══ Extracted data

PR #7623, opened 2024-08-20
chore(infra/biome): enable noGlobalEval

shulaoda:
## Summary
Related to #7182 

I don't know if this is the right thing to do. Why use `eval`? Is there any special situation?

════

▸ **Problem description**
Could you quote the material above in full, exactly as it stands?

▸ **Answer box**
PR #7623, opened 2024-08-20
chore(infra/biome): enable noGlobalEval

shulaoda:
## Summary
Related to #7182 

I don't know if this is the right thing to do. Why use `eval`? Is there any special situation?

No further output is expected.